- Genre: Sitcom
- Created by: R. J. Stewart
- Starring: James Garner; Kate Mulgrew;
- Composer: Steve Tyrell
- Country of origin: United States
- Original language: English
- No. of seasons: 1
- No. of episodes: 12 (2 unaired) (list of episodes)

Production
- Executive producers: R. J. Stewart Gary Hoffman Neal Israel John Baskin Roger Schulman
- Producers: David Latt Marvin Miller George Beckerman
- Camera setup: Single-camera
- Running time: 30 minutes
- Production companies: Neal and Gary Productions; NBC Productions;

Original release
- Network: NBC
- Release: September 15, 1991 – July 13, 1992

= Man of the People (TV series) =

American sitcom television series

Man of the People is an American sitcom television series created by R.J. Stewart, starring James Garner that aired from September 15, 1991 to July 13, 1992. The supporting cast features Kate Mulgrew. The final two episodes of the series were produced but never broadcast.

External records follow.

PR #253, opened 2026-07-28
measure + ship: a per-score-family default threshold (sim_cos 0.5 -> 0.90; heuristic stays)

fxd24:
## What this does

`MethodSpec.default_threshold` has existed since the v0.3 registry unification —
declared per method, documented, and read by **nothing**. Six front doors
hard-coded their own `0.5` instead, so the field could say one thing while the
shipped behaviour said another and no test would notice.

This PR (a) **measures** whether a better fixed constant exists, (b) **wires**
`threshold=None` to the registry, (c) **sets** constants only where the
measurement supports it, and (d) fixes three `threshold` parameters that
silently did nothing.

Every table below is copied from generated harness output; no number in this
description is retyped from memory.

**Headline:** `sim_cos`'s default moves `0.5` → **`0.90`** (measured, big).
`heuristic` **keeps `0.5`** — also measured, and deliberately rejected. The LLM
and fitted-matcher families are untouched and this PR is not evidence about them.

---

## 1. Measured (Phase 1)

PR #250 measured that *deriving* the cut from labels beats `0.5` in 45 of 54
cells and recommended fixing the constant next — but its §5.2 is explicit that it
never scored a *shared replacement constant* anywhere. So the derived cuts'
medians were a **documented prior, not a measurement of the constant**, and
shipping them would have been exactly the error this repo keeps re-learning.

New harness: `examples/research/threshold_constant_sweep.py` ($0, offline,
committed before it was run). Artifacts:
`examples/research/results/threshold_constant_sweep{,.e5}.json`. Write-up:
`docs/research/20260728_threshold_constant.md` — **every table in it is generated
from the artifacts** by `tools/render_threshold_constant_writeup.py`, because
three PRs on 2026-07-28 shipped factual errors and every one was in hand-typed
prose beside a correct generated table.

Protocol, each part load-bearing:

- **Held-out means a disjoint corpus.** `Benchmark.split` assigns whole gold
  clusters to one side, so no entity and no match pair straddles the boundary.
  The label-derived cut is fitted on train; every reported number is from test.
- **Leave-one-benchmark-out selection.** The constant for benchmark *b* is chosen
  from the *other* benchmarks only, so the reported number is out-of-sample with
  respect to the dataset — which is what shipping a default actually asks.
- **Paired cluster bootstrap.** The resampling unit is the gold cluster, never
  the pair row (pairs touching one entity are dependent; resampling rows gives
  intervals far too narrow). Each pair is assigned to `min` of its endpoints'
  units, so it is counted exactly once. Precisely: a *gold* pair has both
  endpoints in one cluster, so the recall side is exact; a cross-cluster
  candidate pair is attributed to one endpoint, so the precision side
  under-counts co-movement and intervals are slightly **too narrow**. Disclosed
  rather than changed — see "Review findings" below for why no verdict turns on
  it.
- **Exact oracle**, sweeping every distinct score — so "how much of the
  achievable gain does a constant capture?" is measured against the true ceiling,
  not the grid's best point.
- **Never an average across benchmarks in a reported number.** Aggregation
  appears in exactly one place, the LOBO *selection* criterion, as a median over
  benchmarks of a mean over seeds, and is labelled a selection statistic.
- **The ship rule was pre-registered** in the harness (`SHIP_RULE`) before the
  numbers existed; the verdict table is computed by applying it to the artifact.
  The checkpoint-transfer rule (`TRANSFER_RULE`) was likewise pre-registered
  before the variant artifact existed.
- **The self-check gate is real.** `_assert_matches_classify_pairs` recomputes
  three grid points per cell through the library's own `classify_pairs` and
  aborts on any disagreement > 1e-9. A test feeds it a deliberately drifted curve
  and requires the error — a gate nobody has watched fail is a hypothesis, not a
  safety net.

### The verdict, computed from the artifact

> Pre-registered rule: **ship iff (1) LOBO constants span <= 0.05, (2) no eligible benchmark is significantly worse (95% CI entirely < 0) in a majority of its seeds, and (3) the median per-benchmark mean delta-F1 is > 0**.

| family | LOBO spread | benchmarks significantly worse | median per-benchmark Δ | verdict | constant |
|---|---|---|---|---|---|
| `heuristic` | 0.03 | abt_buy | +0.0339 | **DO NOT SHIP** | 0.74 |
| `sim_cos` | 0.03 | none | +0.5842 | **SHIP** | 0.90 |

### `sim_cos` — why this is not marginal

Leave-one-out constant, graded on the held-out benchmark (extract; full table in
the write-up). `F1@0.50` is the incumbent, `capture` is the fraction of the exact
oracle's headroom recovered:

| family | benchmark | seed | t | F1@0.50 | F1@t | Δ | 95% CI | oracle | capture |
|---|---|---|---|---|---|---|---|---|---|
| `sim_cos` | abt_buy | 0 | 0.89 | 0.0666 | 0.2446 | +0.1781 | [+0.1423, +0.2208] | 0.2479 | 98% |
| `sim_cos` | amazon_google | 0 | 0.89 | 0.0171 | 0.4252 | +0.4082 | [+0.3596, +0.4529] | 0.4463 | 95% |
| `sim_cos` | dblp_acm | 0 | 0.90 | 0.2200 | 0.8808 | +0.6609 | [+0.6338, +0.6861] | 0.8974 | 98% |
| `sim_cos` | dblp_scholar | 0 | 0.88 | 0.0129 | 0.6377 | +0.6249 | [+0.5784, +0.6664] | 0.6983 | 91% |
| `sim_cos` | febrl_dedup | 0 | 0.91 | 0.0689 | 0.6559 | +0.5870 | [+0.5511, +0.6217] | 0.8366 | 76% |
| `sim_cos` | febrl_person | 0 | 0.90 | 0.0688 | 0.7935 | +0.7247 | [+0.6694, +0.7771] | 0.9078 | 86% |
| `sim_cos` | fodors_zagat | 0 | 0.90 | 0.0630 | 0.9254 | +0.8623 | [+0.7811, +0.9310] | 0.9394 | 98% |
| `sim_cos` | walmart_amazon | 0 | 0.89 | 0.0025 | 0.0517 | +0.0492 | [+0.0409, +0.0585] | 0.0701 | 73% |
| `sim_cos` | wdc_computers | 0 | 0.89 | 0.0129 | 0.0601 | +0.0471 | [+0.0366, +0.0579] | 0.0757 | 75% |

Every eligible cell improves and every interval sits entirely above zero — no
benchmark, no seed, loses. Look at the `F1@0.50` column for the reason: `0.5` on
a normalized-embedding cosine is not a mildly mistuned cut, it accepts nearly
everything the blocker proposed and precision collapses. **This is less "we found
a better constant" than "the shipped constant was never on the right scale."**

### `heuristic` — measured, and rejected. It is *not* instability

The obvious guess (rapidfuzz has no single constant because every dataset wants a
different one) is **wrong here**: LOBO spread is `0.03`, so dropping any dataset
barely moves the choice. Clause (1) passes. What kills it is clause (2):

| family | benchmark | seed | t | F1@0.50 | F1@t | Δ | 95% CI |
|---|---|---|---|---|---|---|---|
| `heuristic` | abt_buy | 0 | 0.74 | 0.0625 | 0.0083 | **-0.0542** | [-0.0682, -0.0420] |
| `heuristic` | abt_buy | 1 | 0.74 | 0.0630 | 0.0145 | **-0.0486** | [-0.0633, -0.0318] |
| `heuristic` | abt_buy | 2 | 0.74 | 0.0642 | 0.0227 | **-0.0416** | [-0.0592, -0.0219] |

Every seed, interval entirely below zero, while it helps 7 other benchmarks.
**Both F1 conventions agree** (the end-to-end all-gold table in §5 shows the same
margins, and `febrl_dedup`'s mild losses *harden* there) so this does not rest on
the denominator. A default that lifts the median while predictably harming a
known data class is a recommendation with an undisclosed victim — clause (2) was
pre-registered precisely so this could not be argued away afterwards by pointing
at a healthy median.

### A `sim_cos` cut belongs to the *encoder*, not the family tag

A validity threat that was easy to miss and is not hypothetical: **every
benchmark loader pins `all-MiniLM-L6-v2`** (7 files set it in code under
`src/langres/data/`; corroborated by the artifact's own generated
"Blocker checkpoint(s): all-MiniLM-L6-v2 (benchmark pin)" line)
while **`DEFAULT_EMBEDDING_MODEL` is `intfloat/e5-base-v2`**
(`core/model_ref.py:144`). Two models both emitting "cosine similarity" disagree
about what `0.9` means, so assuming transfer would be the same
prior-as-finding error this study exists to avoid. It was measured instead —
the identical protocol re-run on the shipped default, **in both directions**,
because one direction alone is a cherry-pick:

| direction | constant | pre-registered verdict on the other checkpoint |
|---|---|---|
| MiniLM-selected → e5 | **0.90** | **TRANSFERS** — 0 of 27 eligible cells significantly worse; median Δ +0.0004 |
| e5-selected → MiniLM | 0.96 | **DOES NOT TRANSFER** — significantly harms `abt_buy`, all 3 seeds |

So the two checkpoints **agree that `0.5` is the wrong order of magnitude** and
**disagree about how high** — which is exactly what "the scale belongs to the
encoder" predicts. `0.90` is the value that is safe on both; `0.96` is a bigger
win on e5 but has a demonstrated victim, i.e. the same failure that disqualifies
`heuristic`, applied to our own preferred answer rather than only to the one we
were ready to reject.

**Stated plainly, because it is the honest caveat:** on e5 `0.90` is *safe but
close to inert* — several benchmarks score identically to `0.5` there, because on
that encoder almost every candidate pair already sits above the cut. A shipped
default's job is to stop the out-of-the-box path being catastrophically wrong,
not to be optimal on your encoder. With labels, `derive_threshold` (PR #250's
seam) is the better tool for that — though **not because labels dominate**: see
the correction below.

---

## 2. Wired (Phase 2)

- `langres.core.score_type.DEFAULT_THRESHOLDS` — a read-only mapping over all
  seven `ScoreType` values, on the stdlib leaf, so it adds no import-graph edge.
- `resolve_threshold(threshold, score_type)` — the one seam every
  `threshold: float | None = None` parameter goes through. An explicit value is
  returned untouched, *including one equal to the default* (not the same
  statement as omitting it — hence the `mode="before"` validator on `MethodSpec`,
  since after validation "omitted" and "explicitly 0.5" are indistinguishable).
- Seven constructors converted: `FuzzyString`, `VectorLLMCascade`, `Retrieve`,
  `RetrieveRerank`, `RetrieveLLM`, `RetrieveRerankLLM`, `Reranker.for_schema`.
- **The wiring commit changed no value**: all 13 registered methods resolved to
  exactly what they had before. Eight specs stopped repeating the same two
  literals (2× `0.5`, 6× `0.7` — counted from the diff, not from memory). The
  constant then moves in Phase 3 as a separate, measured change.

**Precisely what was fixed, without overclaiming:** `MethodSpec.default_threshold`
*still* has no runtime reader — a front door has a score **family**, not a method
name, so it resolves through `DEFAULT_THRESHOLDS` directly. (Verified on
`origin/main`: `default_threshold` occurs in no `src/` file except
`method_registry.py` itself.) What changed is that the field and the shipped
behaviour now derive from the **same** map, so they can no longer disagree, and
`test_every_registered_method_matches_its_family` pins it — the drift that was
previously unobservable is now observable.

**`Reranker.for_schema` joined the scheme** (it used to *require* an explicit
threshold). It cuts a score produced by
`MatcherScore(WeightedAverageMatcher(feature_specs=<all>))` — the same class,
over the same feature set, as `FuzzyString`'s matcher. Same construction, same
scale, same measured family, so demanding a number there while `FuzzyString`
defaulted was an inconsistency rather than a safety feature.

**Behaviour change, and it is INFERRED not measured:** `VectorLLMCascade`'s
out-of-the-box cut moves `0.5` → `0.7`. That is the value the registry has
declared for `prob_llm` all along; this makes it read rather than ignored.
Sweeping the LLM families costs a paid completion per score and is a separate
study. `threshold=0.5` restores the previous behaviour.

---

## 3. Constants set (Phase 3)

Every entry in `DEFAULT_THRESHOLDS` is now in exactly **one of three states**,
documented per family in its docstring and **pinned against literals** in
`tests/core/test_score_type_defaults.py`:

| family | value | state | why |
|---|---|---|---|
| `sim_cos` | `0.5` → **`0.90`** | **measured, changed** | Wins on every eligible benchmark+seed, all CIs > 0; safe on both checkpoints tested |
| `heuristic` | `0.5` (unchanged) | **measured, deliberately kept** | A stable better-on-median constant (`0.74`) exists and the pre-registered rule **rejected** it — it reliably harms `abt_buy` |
| `prob_llm`, `prob_group_llm` | `0.7` (unchanged) | **not measured** | A paid completion per score; a portfolio grid sweep is a real invoice |
| `calibrated_prob`, `prob_fs`, `prob_rf` | `0.5` (unchanged) | **not measured** | *Fitted* matchers a label-free user cannot run at all — "best out-of-the-box constant" is not the same question |

**User-visible effect:** `Retrieve` constructed **without** `threshold=` now
cuts at `0.90` instead of `0.5`. Any explicit `threshold=` is untouched. It does
**not** change `RetrieveRerank` (review caught an earlier draft claiming it did):
that chain is `RetrieveOp -> Rerank -> ThresholdSelect`, whose single cut is
tagged `heuristic` and stays `0.5` — there is no cosine threshold in it to move. Two registered methods (`embedding`,
`embedding_cosine`) also now *declare* `0.90`, though as noted that field still
has no runtime reader.

**A note on the value-pinning tests.** Every pre-existing assertion in this area
compared `DEFAULT_THRESHOLDS` to *itself* (`assert x == DEFAULT_THRESHOLDS[f]`) —
correct for checking wiring, and **useless for checking the number**, since both
sides move together and editing a constant leaves the suite green. That is this
repo's recurring "gate decoupled from the thing it checks" failure, so the values
are now pinned once against literals, with the docstring saying that changing one
is a claim about measured data, not a code change.

---

## 4. Three inert `threshold` parameters (Phase 4)

Each claim verified by running the code, and each now pinned by a test rather
than only a docstring.

- **`RetrieveLLM` / `RetrieveRerankLLM` now warn.** Their chain ends
  `... -> Generate -> Parse -> ThresholdSelect`; `Parse` emits a `decision` with
  `score=None`, and `predicted_match` gives a decision precedence over any score.
  So the `ThresholdSelect` still drops `decision=False` rows and abstentions, but
  its *number* cannot change any outcome. Verified: byte-identical clusters at
  `threshold` 0.0 / 0.5 / 0.99, with `Retrieve` as a **not**-invariant control —
  without that control the invariance test would pass on a broken pipeline.
  Warned rather than raised: the parameter is on four public constructors and is
  swept by the experiment matrix, so a hard error would break callers to fix a
  no-op. Only an *explicit* value warns; `None` expresses no preference.
- **`RapidfuzzMatcher.threshold` documented as inert.** Range-checked, stored,
  never read — it is a ranker, so the caller's cut decides. Verified three ways:
  identical score at 0.0 / 0.5 / 1.0, `_build_rapidfuzz` passes no threshold at
  all, and there is no `config`/`from_config` to round-trip one. Its docstring
  examples no longer imply otherwise, and a stale "compatibility with Optimizer"
  claim is gone (no `Optimizer` exists — only
  `autoresearch.blocker_optimizer.BlockerOptimizer`).

Out of scope but recorded: PR #250's inventory also names a fourth decorative
threshold, `EmbeddingScoreMatcher.threshold`
(`core/matchers/embedding_score.py:86`), which only picks the `decision_step`
label and provenance. It is already honestly documented in its own docstring and
is untouched here.

---

## Measured vs. inferred, in one place

**Measured** — held-out, multi-seed, with cluster-bootstrap intervals, from the
committed artifacts: per-cell F1 at all 99 grid constants / `0.5` / the derived
cut / the exact oracle, for `heuristic` and `sim_cos`; the LOBO constant's Δ-F1
vs `0.5`; its stability under dropping a dataset; and checkpoint transfer in both
directions.

**Inferred, not measured** — `prob_llm`'s `0.7` (the registry's declared value,
now honoured instead of ignored — that is what changes `VectorLLMCascade`);
`prob_fs` / `prob_rf` / `calibrated_prob` (untouched); and `RetrieveRerank`'s
family tag, which is `heuristic` because `Rerank`'s `out_space` defaults to it
even though it cuts a **cross-encoder's** score — a coarse tag over two different
scales, called out in the class docstring. Nothing from rapidfuzz data justifies
a constant for it, and none was set.

---

## Review findings addressed

Codex reviewed commit `910e3bc`; an independent claim-audit re-rendered all
~139 numeric cells from the artifacts and checked ~45 structural claims. Each
finding was verified against the code before acting, not relayed.

**Fixed — factual errors in my own prose, all of the exact class this PR names as
its failure mode (hand-typed text disagreeing with a correct generated table):**

1. **`RetrieveRerank` is not affected by the `sim_cos` change.** Its cut resolves
   against `heuristic` (`retrieval.py:386`) and stays `0.5`. `Retrieve` is the
   only front door that moves. Corrected in the PR body and CHANGELOG.
2. **"Deriving from labels is worth substantially more than any constant" is
   false, and my own ladder table said so.** The LOBO constant scores *higher*
   than the label-derived cut on **5 of 9** benchmarks, for both families.
   Neither dominates. Corrected in three places to the claim the data supports:
   deriving wins *where it matters* — on `abt_buy`, the benchmark whose harm
   vetoes the constant, it beats both the constant and `0.5`.
3. **The `Retrieve` op stamps rows `score_type="heuristic"`, not `"sim_cos"`**
   (`resources/retrieve.py:174`, hard-coded). `0.90` is still correct — the
   scores really are cosines, which is what was swept — but it is justified by
   *what the score is*, not by the tag. One coarse tag now covers three scales
   (rapidfuzz, cross-encoder, cosine). Disclosed in the docstring and write-up;
   **fixing the tags is a resource-contract change, and deliberately not done
   here.** Tracked as **#254** so the disclosure does not go invisible — a
   disclosed-but-untracked limitation is one nobody finds in a month.
4. **The bootstrap's stated justification was overclaimed** ("an entity's pairs
   move as a block"). Now stated precisely (exact on recall, approximate on
   precision). Not re-run, because the alternative — requiring both endpoint
   clusters to be drawn — makes inclusion quadratic and measures a different
   estimand, and no verdict is marginal: `sim_cos` ships on point estimates
   positive in every eligible cell, which no interval width reverses, and
   `heuristic`'s veto fails safe (its effect is to keep the incumbent).
5. **Resume could publish a lying header.** Cells are *reused* but the report
   header is rewritten from the new flags, so resuming under a different
   `--resamples` published old intervals under a new count, and a different
   `--embedder` pooled two cosine scales. `main()` now refuses both, with a
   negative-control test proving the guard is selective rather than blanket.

Garner called the series "short lived and rightly so."

==Premise==
A small-time womanizing grifter becomes a big hit with his constituents when he is appointed to city council after the death of his ex-wife. The city's mayor, Lisbeth Channing, appoints him to the role assuming he will fail and finally gets what he deserves. He is constantly at odds with Lisbeth, as well as his ex-wife's employee, Constance, who don't approve of his slimy methods of getting things accomplished.

==Cast==
- James Garner as Jim Doyle
- Kate Mulgrew as Mayor Lisbeth Chardin
- Corinne Bohrer as Constance Leroy
- George Wyner as Art Louie
- Romy Walthall as Rita
- Taylor Nichols as Richard Lawrence

==Episodes==

| No. | Title | Directed by | Written by | Original release date |
| 1 | "Pilot" | Thomas Schlamme | R.J. Stewart | September 15, 1991 |
Jim is asked to fill in for his ex-wife at the city council.
| 2 | "Remembrance of Flings Past" | Steve Dubin | John Baskin & Roger Shulman | September 22, 1991 |
If Doyle can get the owner of a golf course back with his old flame, he gets a free membership to the golf course.
| 3 | "A Day in the Life (a.k.a. The Pool Hall)" | Neal Israel | George Beckerman | September 29, 1991 |
A man is planning to jump off city hall.
| 4 | "Here's to You, Mrs. Lawrence" | Bill Bixby | Virginia K. Hegge & Christopher Vane | October 6, 1991 |
Doyle is interested in Richard's mother.
| 5 | "Of Cars and Kids and Cads" | Neal Israel | R.J. Stewart | October 13, 1991 |
Jim gambles a youth center's funds in order to beat an Ivy League snob at poker.
| 6 | "Sleeping with the Enemy" | Bill Bixby | David M. Wolf | October 20, 1991 |
The press discovers that a political figure has been staying out all night.
| 7 | "Kid of the People" | James Hayman | Sean Clark | October 27, 1991 |
Doyle meets a child who is exactly like him.
| 8 | "Mr. Doyle Goes to Vegas: Part 1" | Bill Bixby | Story by : Sean Clark Teleplay by : Roger Shulman & John Baskin & R.J. Stewart | December 6, 1991 |
| 9 | "Mr. Doyle Goes to Vegas: Part 2" | Story by : David M. Wolf Teleplay by : George Beckerman & Virginia K. Hegge & Christopher Vane |
Doyle goes to a mayors convention in Las Vegas.
| 10 | "The Freeway Issue (a.k.a. Road to Ruin)" | Nick Marck | Virginia K. Hegge & Christopher Vane | July 13, 1992 |
Doyle skips an important council vote for a game of pool.